**What the task asks**
Which lines come from the start of the records through the line that holds "self.synapse_axons[synapses] = idxs"? Write them out word for word.

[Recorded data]
- - - -

PR #133, opened 2018-10-30
Convnet prep

hunse:
I realized that there's a number of fixes as part of the convnet stuff that are useful by themselves, and would be helpful for the work I'm doing now. Since it still could be a little while before the actual convnet PR is merged, I figured that this could be a separate PR. A lot of it is not directly related to convnets, it's just bugs I found or things I needed to fix as part of doing that work.

### DIFF
--- a/.ci/test.sh
+++ b/.ci/test.sh
@@ -14,7 +14,7 @@ function usage {
 
 if [[ "$COMMAND" == "install" ]]; then
     conda install --quiet matplotlib mkl numpy scipy
-    pip install coverage pytest
+    pip install coverage 'pytest<4'
     pip install -e .
 elif [[ "$COMMAND" == "run" ]]; then
     coverage run -m pytest nengo_loihi -v --duration 20 --plots && coverage report
--- a/nengo_loihi/loihi_api.py
+++ b/nengo_loihi/loihi_api.py
@@ -305,7 +305,7 @@ class Core(object):
         a0 = 0
         if len(self.synapse_axons) > 0:
             last = next(reversed(self.synapse_axons))
-            a0 = self.synapse_axons[last][-1]
+            a0 = self.synapse_axons[last][-1] + 1
         idx_mult = 2 if synapses.tracing else 1
         idxs = [a0 + idx_mult*i for i in range(synapses.n_axons)]
         self.synapse_axons[synapses] = idxs
--- a/nengo_loihi/loihi_api.py
+++ b/nengo_loihi/loihi_api.py
@@ -290,10 +290,6 @@ class Core(object):
         self.vthProfiles.append(vth_profile)
         return len(self.vthProfiles) - 1  # index
 
-    def add_synapse_fmt(self, synapse_fmt):
-        self.synapseFmts.append(synapse_fmt)
-        return len(self.synapseFmts) - 1  # index
-
     def add_stdp_pre_cfg(self, stdp_pre_cfg):
         self.stdpPreCfgs.append(stdp_pre_cfg)
         return len(self.stdpPreCfgs) - 1  # index
@@ -303,8 +299,7 @@ class Core(object):
                    for synapses in group.synapses)
 
     def add_synapses(self, synapses):
-        synapse_fmt = synapses.synapse_fmt
-        synapse_fmt_idx = self.add_synapse_fmt(synapse_fmt)
+        synapse_fmt_idx = self.get_synapse_fmt_idx(synapses.synapse_fmt)
         self.synapse_fmt_idxs[synapses] = synapse_fmt_idx
 
         a0 = 0
@@ -328,6 +323,13 @@ class Core(object):
 
     def get_synapse_fmt(self, synapses):
         return self.synapseFmts[self.synapse_fmt_idxs[synapses]]
+
+    def get_synapse_fmt_idx(self, synapse_fmt):
+        try:
+            return self.synapseFmts.index(synapse_fmt)
+        except ValueError:
+            self.synapseFmts.append(synapse_fmt)
+            return len(self.synapseFmts) - 1  # index
 
 
 class Profile(object):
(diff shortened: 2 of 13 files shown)


hunse:
I was going to ask @tcstewar for a review, but I realized that @drasmuss didn't actually work on any of these commits, so he could review too. So I assigned you both, and you can decide who wants to do it :)

tbekolay:
Since it seems like having this in before #121 makes sense, I'm looking at this now. Going to fixup the fixups commits first because the full diff history is not useful, have to go commit by commit.

nengo_loihi/simulator.py
```diff
@@ -142,7 +142,7 @@ class Simulator(object):
     unsupported = []
 
     def __init__(self, network, dt=0.001, seed=None, model=None,  # noqa: C901
-                 precompute=False, target=None):
+                 precompute=False, target=None, loihi_args=None):
```
tbekolay: I really would like to limit the amount of args you can pass to the simulator. Everyone using Nengo Loihi is going to interact with the `Simulator`, so its interface needs to be as polished as possible. I feel like only devs are going to really want to futz with args passed to `LoihiSimulator`, and I believe the max spikes per step thing is removed in some PR in the queue, so figuring out an external interface to it isn't necessary.

Could we drop this commit from the PR? If you feel strongly about keeping it, then maybe have it be a separate PR?

nengo_loihi/loihi_cx.py
```diff
@@ -421,15 +421,24 @@ def format(self, **kwargs):
         self.synapse_fmt.set(**kwargs)
 
 
+class Spike(object):
+    __slots__ = ['axon_id', 'atom']
+
+    def __init__(self, axon_id, atom=0):
```
tbekolay: Could you add a docstring to this? Mostly I'm curious what an `atom` is.

nengo_loihi/loihi_cx.py
```diff
@@ -444,6 +453,16 @@ def axon_slots(self):
         """The total number of axonCfg slots used by all axons."""
         return self.slots_per_axon * self.n_axons
 
+    def map_cx_spikes(self, cx_idxs):
+        axon_idxs = (self.cx_to_axon_map[cx_idxs]
```
tbekolay: The logic for these three assignments is hard to read IMO ... is it ever the case that one of the three member variables will be defined, but not the other two? If it's all or none, then I think one if statement would be more clear than three if statements (one per variable).

nengo_loihi/loihi_cx.py
```diff
@@ -356,11 +356,11 @@ def size(self):
         return sum(len(w) for w in self.weights)
 
     def bits(self):
-        return sum(self.synapse_fmt.bits_per_axon(len(w))
+        return sum(self.synapse_fmt.bits_per_axon(w.size)
```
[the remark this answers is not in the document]
hunse: Generally, `CxSynapses.weights` is a list of ndarrays, but in practice in the past those ndarrays have always been 1-D, so this code has worked. However, with population synapses we want them to be 2-D, so this gets ready for that.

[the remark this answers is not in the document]
hunse: So it wasn't wrong, it just wasn't written as generally as I would've liked. If you want to be nit-picky, you could argue that it was fine before and this change should actually go in the `conv2d-master` PR.

nengo_loihi/loihi_api.py
```diff
@@ -304,7 +304,10 @@ def n_synapses(self):
 
     def add_synapses(self, synapses):
         synapse_fmt = synapses.synapse_fmt
-        synapse_fmt_idx = self.add_synapse_fmt(synapse_fmt)
+        try:
```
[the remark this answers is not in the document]
hunse: Hmm, that's fair. I'd want a different name for `add_synapse_fmt` then, because it wouldn't necessarily be adding it. Thoughts on a name?

nengo_loihi/loihi_api.py
```diff
@@ -313,7 +313,7 @@ def add_synapses(self, synapses):
         a0 = 0
         if len(self.synapse_axons) > 0:
             last = next(reversed(self.synapse_axons))
-            a0 = self.synapse_axons[last][-1]
+            a0 = self.synapse_axons[last][-1] + 1
```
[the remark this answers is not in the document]
hunse: Two ways: if `self.synapse_axons[last][-1]` is the last index we used, then we need to add 1 to get the next index. I came across it because I was looking at the compartments actually created and their indexes, and noticing that for groups with multiple synapses objects things weren't lining up.

We could write a hyper-specific test that looks at this. However, I consider this as one of a family of bugs where either: we overwrite things on the N2Board that we've already configured, or we miss configuring objects that we expect to have configured. Unfortunately, NxSDK does not make it easy to detect either of these things. I think the biggest start would be adding some "static" (not running anything on the chip) tests for `loihi_api` and `allocator`, which we've talked about doing, but has never been done.

nengo_loihi/loihi_cx.py
hunse: Somewhere down the line, I get rid of `axon_to_synapse_map` since we don't actually need it (essentially, `loihi_interface`/NxSDK figure this out themselves). `cx_to_axon_map` and `cx_atoms` are fairly independent. There are many situations where you might define `cx_to_axon_map`, to map different compartments to different axons, but they're not population axons so you don't use `cx_atoms`. Defining `cx_atoms` by itself would be much less common, because typically you're using population axons so that you can have multiple `cx`s running through the same axons, but in theory it's possible.

nengo_loihi/simulator.py
hunse: I need this for getting all larger convnets working, since they typically have high input spike bandwidth so I need to adjust `snip_max_spikes_per_step`. How about we add it for now, and then if/when we do remove `snip_max_spikes_per_step` then we can get rid of this? I can make it another PR if you'd prefer, but I don't think that's going to speed things along too much, because we'd still be waiting on that for the convnet stuff. I guess it would let us move on to the communication refactoring and learning.

nengo_loihi/loihi_cx.py
hunse: Yes, I'll do that.

.ci/test.sh
```diff
@@ -14,7 +14,7 @@ function usage {
 
 if [[ "$COMMAND" == "install" ]]; then
     conda install --quiet matplotlib mkl numpy scipy
-    pip install coverage pytest<4
```
hunse: Thanks. I was just encountering this in another branch.

Strangely, I upgraded my pytest to 4 on my machine, but I can't seem to reproduce it. So it's something a bit more particular about TravisCI.

nengo_loihi/loihi_interface.py
```diff
@@ -382,13 +382,13 @@ class LoihiSimulator(object):
...
-    snip_max_spikes_per_step : int, optional (Default: 50)
-        Maximum number of spikes that can be sent through
-        the nengo_io_h2c channel on one timestep.
     """
 
-    def __init__(self, cx_model,
-                 use_snips=True, seed=None, snip_max_spikes_per_step=50):
+    # Maximum number of spikes that can be sent through
+    # the nengo_io_h2c channel on one timestep.
+    snip_max_spikes_per_step = 50
```
hunse: This reduces functionality, IMO. We can no longer have multiple simulators with different values for this. Not that that is something that we'd ordinarily like to do, but definitely having it as a class attribute does not fit with my mental model as well.

I think the main reason that I'm hesitant is that I've had bad experiences having `CxSimulator.strict` being a class attribute. It means that in tests, we have to do a funky try/except to make sure that the value changes back after the test. Personally, I'm just not a fan of it at all.

I know we don't want to have a ton of `Simulator` arguments, but IMO there should be some way to get arguments down to the `LoihiSimulator` or `CxSimulator`.

tbekolay:
After some discussion, we settled on keeping it close to what it was before with additional documentation, which I added in 46a2db4ee43e60ab0. Let me know if that looks good @hunse

hunse:
LGTM!

PR #138, opened 2018-11-05
Move nahuku-connections.png to imgur

tbekolay:
Docs are included in the source distribution, and the image bulks up the distribution by 3.3 MB.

- - - -

**Completed task**
PR #133, opened 2018-10-30
Convnet prep

hunse:
I realized that there's a number of fixes as part of the convnet stuff that are useful by themselves, and would be helpful for the work I'm doing now. Since it still could be a little while before the actual convnet PR is merged, I figured that this could be a separate PR. A lot of it is not directly related to convnets, it's just bugs I found or things I needed to fix as part of doing that work.

### DIFF
--- a/.ci/test.sh
+++ b/.ci/test.sh
@@ -14,7 +14,7 @@ function usage {
 
 if [[ "$COMMAND" == "install" ]]; then
     conda install --quiet matplotlib mkl numpy scipy
-    pip install coverage pytest
+    pip install coverage 'pytest<4'
     pip install -e .
 elif [[ "$COMMAND" == "run" ]]; then
     coverage run -m pytest nengo_loihi -v --duration 20 --plots && coverage report
--- a/nengo_loihi/loihi_api.py
+++ b/nengo_loihi/loihi_api.py
@@ -305,7 +305,7 @@ class Core(object):
         a0 = 0
         if len(self.synapse_axons) > 0:
             last = next(reversed(self.synapse_axons))
-            a0 = self.synapse_axons[last][-1]
+            a0 = self.synapse_axons[last][-1] + 1
         idx_mult = 2 if synapses.tracing else 1
         idxs = [a0 + idx_mult*i for i in range(synapses.n_axons)]
         self.synapse_axons[synapses] = idxs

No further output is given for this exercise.